Maya Angelou once said, “Success is liking yourself, liking what you do and liking how you do it.” The older I get, the more I believe Maya Angelou was pointing toward something far deeper than achievement.
Success for many teachers has become tangled up with pressure, performance and survival. Which means success can start to look like coping with impossible workloads, pushing through exhaustion, or simply making it to the next holiday. From the outside, someone may appear highly successful, yet internally they feel disconnected, flat or quietly overwhelmed.
What I appreciate about Angelou’s quotation is that she brings success back to something deeply human and personal. She talks about your relationship with yourself, your work and the way you move through life.
That understanding sits very closely alongside what Michael Neill describes in his inside-out understanding. Neill reminds us that our experience of life is not created by circumstances alone, but by the thinking we’re innocently caught up in about those things. In other words, it is not simply the job, the school, the workload or the uncertainty creating our distress.
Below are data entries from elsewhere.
PR #3166, opened 2021-12-13
Registration token new auth migration

LucasBrazi06:


LucasBrazi06:
@mahdibenromdhane Could you check with @Ramzay the migration of the Registration Token.
Also check with Postman.
Thanks!

src/authorization/AuthorizationsDefinition.ts
```diff
@@ -346,8 +348,21 @@ export const AUTHORIZATION_DEFINITION: AuthorizationDefinition = {
...
-      { resource: Entity.TOKEN, action: [Action.CREATE, Action.READ, Action.UPDATE, Action.DELETE] },
+      {
+        resource: Entity.REGISTRATION_TOKEN, action: Action.LIST,
+        attributes: [
+          'id', 'status', 'description', 'createdOn', 'lastChangedOn', 'expirationDate', 'revocationDate',
+          'siteAreaID', 'siteArea.name', 'createdBy.name', 'createdBy.firstName', 'lastChangedBy.name', 'lastChangedBy.firstName'
+        ]
+      },
+      {
+        resource: Entity.REGISTRATION_TOKEN, action: [Action.READ, Action.CREATE, Action.UPDATE],
```
mahdibenromdhane, line 359: Can an admin create a registration token without a site Area ?

src/authorization/AuthorizationsDefinition.ts
```diff
@@ -1167,11 +1157,62 @@ export const AUTHORIZATION_DEFINITION: AuthorizationDefinition = {
...
+          'id', 'status', 'description', 'createdOn', 'lastChangedOn', 'expirationDate', 'revocationDate',
+          'siteAreaID', 'siteArea.name', 'createdBy.name', 'createdBy.firstName', 'lastChangedBy.name', 'lastChangedBy.firstName'
+        ]
+      },
+      {
+        resource: Entity.REGISTRATION_TOKEN, action: [Action.CREATE, Action.UPDATE],
+        condition: {
+          Fn: 'custom:dynamicAuthorizations',
+          args: {
+            asserts: ['SiteAreaMandatory'],
```
mahdibenromdhane, line 1198: Site Admin can create registration tokens of site different from site in which his not site Admin via Postman.

src/authorization/AuthorizationsDefinition.ts
LucasBrazi06: No, the Site Area is mandatory for Site Admin

src/authorization/AuthorizationsDefinition.ts
LucasBrazi06: Good catch!
Feel free to provide a fix ;-)

LucasBrazi06: Normally, the code below should prevent it:

Ramzay: @LucasBrazi06  I think the issue comes from the Action.READ which is not restrictive enough, since a **Site Admin** can read / see all site areas associated to his sites / organisation. 
And as a consequence if we provide in the Postman request a site area that is in his site / organisation but NOT in his assigned site, the filter in checkAndGetSiteAreaAuthorization won't work and the call will succeed !
To confirm my theory I used Action.READ_ASSETS_FROM_SITE_AREA and after the modification the behavior works as expected since the action has a SiteAdmin filter

mahdibenromdhane (approved):

PR #3167, opened 2021-12-14
REST > getUserPayments / setup-delete payment methods doc + schemas

Ninjeneer:


src/assets/server/rest/v1/schemas/billing/billing-delete-payment-method.json
```diff
@@ -0,0 +1,17 @@
+{
+  "$id": "billing-delete-payment-method",
+  "title": "Delete user payment method Request",
+  "type": "object",
+  "properties": {
+    "userID": {
+      "$ref": "common#/definitions/id"
+    },
+    "paymentMethodId": {
+      "$ref": "common#/definitions/id"
```
ClaudeROSSI, line 10: This is wrong.
This ID is in a format which is specific to the BILLING service provider ( i.e.: in a STRIPE-specific format).
Make sure to be more flexible here!
Suggestion:
      **"type": "string",
      "sanitize": "mongo"**

I assume we cannot remove "payment methods" anymore if we keep that definition!

src/assets/server/rest/v1/schemas/billing/billing-setup-payment-method.json
```diff
@@ -0,0 +1,17 @@
...
+  "title": "Setup user payment method Request",
+  "type": "object",
+  "properties": {
+    "userID": {
+      "$ref": "common#/definitions/id"
+    },
+    "paymentMethodId": {
+      "type": "string",
+      "sanitize": "mongo"
+    }
```
ClaudeROSSI, line 12: This one is correct!

ClaudeROSSI (changes requested):
small mistake on DELETE payment methods

src/assets/server/rest/v1/schemas/billing/billing-delete-payment-method.json
Ninjeneer: Indeed, fixed.

ClaudeROSSI (approved):
approved

PR #3168, opened 2021-12-15
Pricing restrictions

cabch:


ClaudeROSSI:
This is not correct.
@LucasBrazi06 : The pricing engine expects numbers.
@cabch : put it as dev review first.
Can you revert please!

PR #365, opened 2018-05-31
Add coverage for search dependent pages and feeds

steventux:
https://trello.com/c/LI3rZlO6/196-look-at-the-list-of-pages-powered-by-search-and-add-smokey-tests

Adds tests to verify that various pages depending on Rummager searches are functioning and return results.


features/search_dependents.feature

It is the constant stream of thought we experience about those things.
For teachers at a career crossroads, seeing this can be transformational. Many people come to coaching believing they must think harder before clarity will arrive. They analyse every possible option. Stay or leave. Apply or wait. Retrain or persevere. Yet the more they force the search for certainty, the more overwhelmed they often become.
Michael Neill frequently points toward a different truth: clarity tends to appear when our minds quieten, not when they speed up. We all have an innate capacity for wisdom, insight and fresh thinking. It just becomes harder to see when the anxious thinking is loud.
The problem is not that teachers are broken, incapable or lacking resilience. The problem is that stressed thinking can temporarily hide their own clarity from view. I see this often with teachers who feel stuck.
One moment they are trapped in fearful thinking about the future. The next moment, after a conversation, reflection or moment of insight, something shifts. They begin to see possibility again. Not because their circumstances changed overnight, but because their relationship with their thinking changed.
From that quieter place, people often begin making very different decisions. Some rediscover a genuine love for teaching once the pressure in their thinking settles. Others realise they have outgrown the profession and feel ready to explore something new.
Neither path is right or wrong. What matters is whether it feels true to them. Perhaps that is the deeper wisdom inside Maya Angelou’s quotation. Success is not simply achieving more or enduring more. It is living and working in a way that allows you to feel connected to yourself, grounded in your values and alive to your own innate wisdom. And from there, the next step forward often becomes far clearer than we imagined possible.
If you are at a crossroads and everything feels fragile and uncertain right now, please know that you are not broken. You are simply caught up in stressed thinking. And that is both completely normal and completely workable.